In Lesotho and Tanzania, rivers once used for drinking, bathing, and irrigation are now toxic, with water pH levels as high as bleach. The result is a widespread decline in health and productivity, as communities face medical burdens and economic hardship from tainted ecosystems they can no longer rely on.
What starts as a consumer choice in developed nations begins and ends as a crisis of health, hunger, and lost income in developing regions.
Waste Fashion Colonialism
Africa has become a dumping ground, one shaped largely by the economic gap between its population and wealthier industrialized nations. Even in textile waste, the imbalance is sharp: people with higher incomes generate, on average, 76% more clothing waste than those from lower-income communities. This reflects a center-periphery dynamic, a structure where developed nations (center) benefit from the less developed nations’ (periphery) resources, while limiting their development, keeping peripheral nations dependent and underdeveloped.

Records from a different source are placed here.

PR #11553, opened 2016-01-14
Small improvement to switches tests

kelvin-chappell:
I was perplexed.  The switch tests I was expecting to fail were passing.
This was because if you inspect the state of an akka agent you can't guarantee it's up-to-date.
So I've modified the tests a bit to get predictable results.  
This is only likely to affect you if you run the switch tests in isolation.

I've also removed the `SwitchTrait` which had become redundant.

### DIFF
--- a/common/app/conf/switches/Switches.scala
+++ b/common/app/conf/switches/Switches.scala
@@ -3,8 +3,7 @@ package conf.switches
 import java.util.concurrent.TimeoutException
 
 import common._
-import conf.Configuration.environment
-import org.joda.time.{DateTime, Days, Interval, LocalDate}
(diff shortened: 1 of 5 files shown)


common/app/conf/switches/Switches.scala
```diff
@@ -69,23 +68,17 @@ sealed trait SwitchTrait extends Switchable with Initializable[SwitchTrait] {
 
   def expiresSoon = daysToExpiry < 7
 
-  def hasExpired = daysToExpiry == 0
+  def hasExpired = daysToExpiry <= 0
```
johnduffell: :dog:

johnduffell:
good stuff! :+1:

This theory is seen through the Global North offloading its excess onto the Global South.
In African countries, buying new clothes is a luxury that most people cannot afford. Yet the promise of Western fashion creates a trap, preventing a local textile industry while leading to the destruction of waterways, increasing health risks, and growing dependency, all in pursuit of access to “Western privilege”.
Western Nations ship their used clothing to Africa even though the region lacks the infrastructure to handle the huge volume of waste. But in doing so, they avoid the environmental consequences and legal responsibilities of handling it at home, offloading not just clothes, but the pollution, toxins, and long-term damage that come with them.
There is a deeper meaning behind the economics of global waste — one that reflects the unhealthy relationship between consumption and global well-being. At its core is a culture of disconnection: a lack of care for what sustains us — our environment, communities, and the labor behind our resources. The detachment from both the origins and consequences of our choices is unsustainable and the driver of the health and environmental crises we see today. The cycle of overconsumption, disregard, and displacement of waste clothing, creates a ripple effect that burdens the most vulnerable while protecting those most responsible.